-------- Records for the task

PR #410, opened 2019-03-11
Support for editing Per Alter Interface

### LINKED ISSUE #288: Per alter form interface configuration

wwqrd:
## Known issues
- [x] Needs preview image for insert stage screen
- [ ] Description text for insert stage screen might need refining.

Resolves #288


src/components/StageEditor/Interfaces/PerAlterForm.js
```diff
@@ -0,0 +1,15 @@
+import {
+  Name,
+  NodeType,
+  Form,
+} from '../sections';
+
+const NameGenerator = {
```
rebeccamadsen: Should this be PerAlterForm instead of NameGenerator?

PR #412, opened 2019-03-11
Clears the temp directory on app startup

wwqrd:
Clear the temp directory on app start up.

Also took this opportunity to tidy up the filesystem methods.

We should update the redux modules to match (import/export  are now unbundle/bundle).


rebeccamadsen:
Looks okay to me.

PR #431, opened 2019-03-25
Edit forms inline

### LINKED ISSUE #390: Refactor forms
As part of a significant redesign of the Architect workflow, we want to refactor how forms work.

Currently, forms are a top level protocol entity. In the new system, form definitions will be moved inside the stages that use them.

Form definition will use the stage `subject` to lookup variable references.

Proposed format for within stage form definition: 

```
{
  // rest of stage definition...
  "form": {
      "title": "My name generator form",
      "fields": [
      {
          "variable": "2377af3f-3c79-41da-9b0b-6570fb519b93",
          "component": "Text",
          "prompt": "What is this person's name?",
          "validation": {
            "required": true,
            "minLength": 30,
          },
      }
  ]
}
```

Of note:
- The `prompt` property, which mirrors the language used when creating prompts that assign variable values. This is a required property.
- Validation moves to the form field definition.
- **Variables still need to be defined in variableRegistry/codebook, but automatically**

# UI

The component to be changed is `src/components/sections/Form`:
Example interface

The new component will define variables/fields from the interface edit screen (using EditableList):
Form section

Clicking on or creating a new field will show the following edit fields (using EditableList, Editor prop):
Field input

wwqrd:
- Form configuration is now part of particular interface where it is used
- Form fields are added inline, which automatically creates corresponding
  variable entries

Resolves #390


wwqrd:
# Demo/review feedback
- [ ] From the node type editor don't require minimum number of variables.
- [ ] Add /check guidance / descriptive text for new fields
- [ ] For form section, clearly link the title and fields: mini divider? box outline?
- [ ] scrolling with select react component not following, create new issue?
- [ ] TextArea max width (see field prompt), min-height, create new issue?
- [ ] "Prompt" should be a Text input
- [ ] Radio groups etc, should be able to add options
- [ ] Variable name isn't showing up in field editor for previously saved field.
- [ ] Field preview should be improved: variable name (e.g. "Name"), variable type (as color). Perhaps as a "tag" style.

wwqrd:
Text area issue: https://github.com/codaco/Network-Canvas-UI/issues/101

wwqrd:
React select issue: https://github.com/codaco/Architect/issues/433

wwqrd:
This looks done to me? @rebeccamadsen @jthrilly

I think the Options input (for radio group etc) could do with validations, but since that's a pre-existing component, I suggest we make that a separate PR.

PR #441, opened 2019-04-08
Feature/input icons

jthrilly:
This PR updates the icons for the input component chooser.


wwqrd:
Looks good, seems like we have a bit of duplication going on in the input definitions (existed prior to this change)? I'd like to see if I can remove that before we merge this.

PR #442, opened 2019-04-08
Inline node type editing

### LINKED ISSUE #418: Inline node type editing
Update NodeType component and the TypeEditor to create node types inline.

### Node type selector
Nodes can be selected from existing, or created by clicking the new button. A display variable can be set here, and if it is set, it changes how this node is displayed globally (in the registry).
NodeType component

### New node screen/modal
Adding a new node has reduced options, as variables are now defined as they are used.
New node type

wwqrd:
Adds the ablity to create a node type inline, and also select the display variable (though that functionality is only useful on an existing node with existing variables).

Part of: https://github.com/codaco/Architect/issues/417
Resolves #418


wwqrd:
> - the plus icon is off centre. I think it would be better to just continue the pattern from elsewhere of having a "create new +" button in green
> - the label doesn't show up. Did we remove label and just have "name"?

PR #535, opened 2024-01-01
Support Elixir 1.16

### LINKED ISSUE #513: Support Elixir 1.16
Elixir 1.16 has two main changes: 

1. the addition of the `span` field, which means diagnostics can be located more precisely; We need to change the diagnostics construction way that is generated by `with_diagnostics.`
2. secondly, in the event of an error in parsing the AST, we need to use certain fields from 'meta' to construct two diagnostics, rather than parsing the message info directly.

scottming:
In version 1.16, both parseError and diagnostics provided by the Elixir compiler have become more precise in terms of their locations.

Therefore, I believe it is a good time to separate the `parseError` and `diagnostic error` modules. For `parseError`, we can always provide an accurate range for the starting part(Because the `context` field contains more detailed information). For certain diagnostic errors, we can also use the `span` field to make them more precise.

### ParseError

For example, in this case, on the same line, we can indicate two specific locations with underlines. I believe this approach will result in a better user experience, allowing users to quickly identify the specific issues.

CleanShot 2024-01-01 at 12 36 40@2x

CleanShot 2024-01-01 at 12 38 36@2x

CleanShot 2024-01-01 at 12 38 30@2x

### Span

CleanShot 2024-01-01 at 17 40 04@2x
CleanShot 2024-01-01 at 17 41 32@2x
CleanShot 2024-01-01 at 17 41 59@2x

Fixes #513


apps/remote_control/lib/lexical/remote_control/build/parse_error.ex
```diff
@@ -0,0 +1,176 @@
+defmodule Lexical.RemoteControl.Build.ParseError do
+  alias Lexical.Document
+  alias Lexical.Plugin.V1.Diagnostic.Result
+
+  import Lexical.RemoteControl.Build.ErrorSupport,
```
scohen, line 5: Not a fan of importing normal functions

apps/remote_control/lib/lexical/remote_control/build/error_support.ex
```diff
@@ -0,0 +1,30 @@
+defmodule Lexical.RemoteControl.Build.ErrorSupport do
```
scohen, line 1:
```suggestion
defmodule Lexical.RemoteControl.Build.Error.Location do 
```

apps/remote_control/lib/lexical/remote_control/build/error_support.ex
```diff
@@ -0,0 +1,30 @@
...
+  def context_to_position(context) do
```
scohen, line 2: Is this coming from metadata? Context is such an unhelpful word

apps/remote_control/lib/lexical/remote_control/build/error_support.ex
```diff
@@ -0,0 +1,30 @@
...
+    cond do
+      Keyword.has_key?(context, :line) and Keyword.has_key?(context, :column) ->
```
scohen, line 4: Pull out line and column as a tuple, then pattern match in the function heads. I think that's be cleaner.

apps/remote_control/lib/lexical/remote_control/build/parse_error.ex
```diff
@@ -0,0 +1,176 @@
...
+  end
+
+  def to_diagnostics(%Document{} = source, context, message_info, token)
+      when is_exception(message_info) do
+    to_diagnostics(source, context, Exception.message(message_info), token)
+  end
+
+  def to_diagnostics(%Document{} = source, context, message_info, token) do
+    end_line_fn =
+      if Features.details_in_context?() do
```
scohen, line 33: These two ifs might be better as a cond

apps/remote_control/lib/lexical/remote_control/build/parse_error.ex
```diff
@@ -0,0 +1,176 @@
...
+         token
+       ) do
+    message =
+      if String.starts_with?(message_info, "unexpected") do
+        ~s/#{message_info}#{token}, expected "#{context[:expected_delimiter]}"/
+      else
+        "#{message_info}#{token}"
+      end
+
+    if context[:end_line] do
```
scohen, line 68: I feel like this should be happening in the location code

apps/remote_control/test/lexical/remote_control/build/error_test.exs
```diff
@@ -452,14 +383,24 @@ defmodule Lexical.RemoteControl.Build.ErrorTest do
...
-      assert diagnostic.message =~ "unknown key :c for struct Foo"
+      if Features.span_in_diagnostic?() do
+        [undefined, unknown] = diagnostics
+        assert unknown.message == "unknown key :c for struct Foo"
+        assert unknown.position == {7, 19}
 
-      if Features.with_diagnostics?() do
-        assert diagnostic.position == {7, 19}
+        assert undefined.message == "variable \"c\" is unused"
+        assert undefined.position == {7, 27, 7, 28}
```
scohen, line 394: Don't do assertions like this. Instead assert by extracting ranges and comparing against strings.

apps/remote_control/test/lexical/remote_control/build/error_test.exs
```diff
@@ -452,14 +383,24 @@ defmodule Lexical.RemoteControl.Build.ErrorTest do
...
       else
-        assert diagnostic.position == 7
+        [diagnostic] = diagnostics
+        assert diagnostic.message =~ "unknown key :c for struct Foo"
+
+        if Features.with_diagnostics?() do
```
scohen, line 399: This should likely go around test cases rather than assertions. I.e. have separate cases for the feature being enabled and disabled.

apps/remote_control/test/lexical/remote_control/build/parse_error_test.exs
```diff
@@ -0,0 +1,183 @@
+defmodule Lexical.RemoteControl.Build.ParseErrorTest do
```
scohen, line 1: Fo the entire case, don't assert against tuples of numbers. Those are super hard to reason about. We have RangeSupport that highlights ranges. Use that instead

apps/remote_control/test/lexical/remote_control/code_intelligence/definition_test.exs
```diff
@@ -96,10 +96,10 @@ defmodule Lexical.RemoteControl.CodeIntelligence.DefinitionTest do
     test "find the macro definition", %{project: project, uri: referenced_uri} do
       subject_module = ~q[
         defmodule UsesRemoteFunction do
-          alias MyDefinition
+          require MyDefinition
 
           def uses_macro() do
-            MyDefinition.print_hello|()
+            MyDefinition.print_hel|lo()
```
scohen, line 102: Why'd you move the cursor?

apps/remote_control/test/lexical/remote_control/code_intelligence/definition_test.exs
```diff
@@ -108,34 +108,13 @@ defmodule Lexical.RemoteControl.CodeIntelligence.DefinitionTest do
...
-    """
-    @tag :skip
     test "find the right arity function definition", %{project: project} do
       subject_module = ~q[
         defmodule UsesRemoteFunction do
           alias MultiArity
 
           def uses_multiple_arity_fun() do
-            MultiArity.sum|(1, 2, 3)
+            MultiArity.su|m(1, 2, 3)
```
scohen, line 117: Why'd you move the cursor?

apps/server/lib/lexical/server/code_intelligence/completion/translations/module_or_behaviour.ex
```diff
@@ -124,7 +124,7 @@ defmodule Lexical.Server.CodeIntelligence.Completion.Translations.ModuleOrBehavi
 
     local_name =
       child_module
-      |> String.slice(local_module_length..-1)
+      |> String.slice(local_module_length..-1//1)
```
scohen, line 127: Did range behaviour change in 1.16?

apps/remote_control/lib/lexical/remote_control/build/error_support.ex
scohen:
```elixir
case {context[:line], context[:column], context[:end_line], context[:end_collumn]} do 
  {nil, nil, nil, nil} -> nil # I don't like returning nil here. This leaves us without a place to put the error
  {line, nil, nil, nil} -> line
  {line, column, nil, nil} -> {line, column}
  range -> range
end
```

I kind of wonder if we should just be returning Positions and Ranges here.

apps/remote_control/lib/lexical/remote_control/build/error_support.ex
```diff
@@ -0,0 +1,30 @@
...
+    {line, column, end_line, end_column}
+  end
+
+  def position(line, column) do
+    {line, column}
+  end
+
+  def position(line, column, end_line, end_column) do
+    {line, column, end_line, end_column}
+  end
```
scohen, line 29: these need to go. Elsewhere in the code, you're pulling apart the tuples and calling these functions that put them together again.

apps/remote_control/lib/lexical/remote_control/build/parse_error.ex
scohen:
```elixir
{start_line_fun, end_line_fun} = 
  if Features.details_in_context?() do 
    {&build_end_line_diagnostics_from_context/4, &build_end_line_diagnostics_from_context}
  else 
    {&build_start_line_diagnostics/4, &build_end_line_diagnostics/4}
  end
```

apps/remote_control/lib/lexical/remote_control/build/error_support.ex
scohen: Support is a term we use exclusively in tests, I'd like to keep it that way.

apps/remote_control/lib/lexical/remote_control/code_intelligence/definition.ex
```diff
@@ -32,6 +34,28 @@ defmodule Lexical.RemoteControl.CodeIntelligence.Definition do
     {:ok, nil}
   end
 
+  defp maybe_move_cursor_to_next(type, document, line, column)
```
scohen, line 37: naming: What does this function do? What is next?

apps/remote_control/lib/lexical/remote_control/code_intelligence/definition.ex
```diff
@@ -32,6 +34,28 @@ defmodule Lexical.RemoteControl.CodeIntelligence.Definition do
...
+    case Ast.zipper_at(document, position) do
+      {:ok, zipper} ->
+        zipper = %{node: {entity_name, meta, _}} = Sourceror.Zipper.next(zipper)
+
+        if entity_name == :when do
+          %{node: {_entity_name, meta, _}} = Sourceror.Zipper.next(zipper)
+          {meta[:line], meta[:column]}
+        else
+          {meta[:line], meta[:column]}
+        end
```
scohen, line 50:
```suggestion
    meta = 
        if entity_name == :when do
          %{node: {_entity_name, meta, _}} = Sourceror.Zipper.next(zipper)
          meta
        else
          meta
        end
    {meta[:line], meta[:column]}
```
Though why don't you use the helper you defined to extract the position from the metadata?

apps/server/lib/lexical/server/code_intelligence/completion/translations/module_or_behaviour.ex
scottming: yes.

> [Enum] Deprecate passing a range with negative step on Enum.slice/2, give first..last//1 instead

apps/remote_control/lib/lexical/remote_control/code_intelligence/definition.ex
scottming: move the cursor from

```elixir
   |def func() do
```

to 

```elixir
  def |func() do
```

ElixirSense changed its default behavior.

Do you think `maybe_move_cursor_to_next_node` is better?

scottming: Compared to using a zipper, do you think it would be more appropriate for us to define a `suffix_tokens` in `Lexical.Ast.Env` for cursor movement?

apps/remote_control/test/lexical/remote_control/code_intelligence/definition_test.exs
scohen: ...annoying.

apps/server/lib/lexical/server/code_intelligence/completion/translations/module_or_behaviour.ex
scohen: wow, that's a usability regression. Bummer.

scohen:
@scottming would it be easier to make two PRs, one that gets the current version working in 1.16 and another that does the diagnostic work?

scottming:
> @scottming would it be easier to make two PRs, one that gets the current version working in 1.16 and another that does the diagnostic work?

I don't think that's easy.

Because before 1.16, many errors were parsed from the message info, but after 1.16, the message info no longer contains that information.

Therefore, if we simply submit a PR with a simple modification to `@allowed_elixir` in boot.ex, it would result in the loss of a significant number of diagnostics during compilation. This would make the **"as-you-type"** feature almost unusable.

apps/remote_control/lib/lexical/remote_control/build/error_support.ex
scottming: I don't quite understand this comment. Could you provide more details about it?

apps/remote_control/lib/lexical/remote_control/build/error_support.ex
scottming: it is from stack_context or [string_to_quoted](https://github.com/elixir-lang/elixir/blob/927b10df80ee1c1c7396e68efe00d06bc3e80420/lib/elixir/lib/code.ex#L1147) 's `meta`

apps/remote_control/lib/lexical/remote_control/code_intelligence/definition.ex
scottming: Applied.

> Though why don't you use the helper you defined to extract the position from the metadata?

Because this is the definition module, there is only one place where the position is extracted.

apps/remote_control/lib/lexical/remote_control/build/parse_error.ex
scottming: And any naming suggestions?

apps/remote_control/lib/lexical/remote_control/build/parse_error.ex
scottming: I'm curious How do you typically differentiate between normal functions and abnormal functions?

scottming:
I think it is almost ready.

cc @scohen @zachallaun

apps/remote_control/lib/lexical/remote_control/analyzer/imports.ex
```diff
@@ -110,11 +114,21 @@ defmodule Lexical.RemoteControl.Analyzer.Imports do
 
   defp function_and_arities_for_module(module, type) do
     ProcessCache.trans({module, :info, type}, fn ->
-      type
-      |> module.__info__()
-      |> Enum.reject(fn {name, _arity} ->
-        name |> Atom.to_string() |> String.starts_with?("_")
-      end)
+      if type == :sigils do
```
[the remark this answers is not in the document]
scottming: great, I rebased the main branch.

apps/remote_control/lib/lexical/remote_control/build/parse_error.ex
```diff
@@ -0,0 +1,189 @@
+defmodule Lexical.RemoteControl.Build.ParseError do
```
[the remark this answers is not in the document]
scottming: Considering that `ParseError` and `Error` are used at the same level, I think both `ParseError` and `Error.Parse` are acceptable. I don't have a strong preference.

apps/remote_control/lib/lexical/remote_control/build/error/location.ex
```diff
@@ -0,0 +1,71 @@
+defmodule Lexical.RemoteControl.Build.Error.Location do
```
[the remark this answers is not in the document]
scottming: I can change position to return `Position`, and then rename the function that returns `Range` to `range()`. However, what should we name it when the result is a single integer?

apps/remote_control/lib/lexical/remote_control/build/parse_error.ex
scohen: as opposed to macros or sigils

scohen: I don't import functions unless i'm in a test case.

apps/remote_control/lib/lexical/remote_control/code_intelligence/definition.ex
scohen: The helper i'm talking about is the one that extracts range info from the metadata.

apps/remote_control/lib/lexical/remote_control/build/error/location.ex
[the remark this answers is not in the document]
scohen: we would make it a range that selects the entire line. Start is on `{line, 0}`, end is on `{line + 1, 0}`

apps/remote_control/lib/lexical/remote_control/build/parse_error.ex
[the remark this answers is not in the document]
scohen: well, i'm saying that they likely shouldn't be on the same level.

apps/remote_control/lib/lexical/remote_control/build/parse_error.ex
scohen:
```elixir
case Location.extract_range(context) do 
  {:ok, %Range{end: end_pos}} -> [Result.new(source.uri, pos, end_pos, message, :error, @elixir_source)]
   _ -> []
 end
```

apps/remote_control/lib/lexical/remote_control/build/error/location.ex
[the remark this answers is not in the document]
scottming: But this logic is handled in this file:https://github.com/lexical-lsp/lexical/blob/main/apps/server/lib/lexical/convertibles/lexical.plugin.diagnostic.result.ex#L50C8-L50C25. 

I think it's reasonable to do this processing at that level because before that, we still need to perform operations like `uniq` and `refine`, We need to know whether the Elixir compiler is giving us the `line` or the `position`. It makes sense to keep it as a **single integer** instead of converting it.

scohen:
@scottming can you go over this and apply my suggestions or comment about why you won't? There are a couple where you gave thumbs up and then didn't do anything.
I'd like to merge this soon.

scottming:
> @scottming can you go over this and apply my suggestions or comment about why you won't? There are a couple where you gave thumbs up and then didn't do anything.

@scohen sure, I'll try to complete it at today(January 16th)

apps/remote_control/lib/lexical/remote_control/code_intelligence/definition.ex
scottming: So, do I still need to make some modifications?

apps/remote_control/lib/lexical/remote_control/build/error/location.ex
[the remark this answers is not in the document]
scottming: How about we handle the case of a range first?

https://github.com/lexical-lsp/lexical/pull/535/commits/6b7092e2b4d0dd2377b21c32625308cb5c0f36ee

scohen (approved):

megalithic:
💯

----------------

→ **Problem**: The answer must consist of every line from the records above that holds "only".

→ **Solution for this exercise**:
Adds the ablity to create a node type inline, and also select the display variable (though that functionality is only useful on an existing node with existing variables).
Because this is the definition module, there is only one place where the position is extracted.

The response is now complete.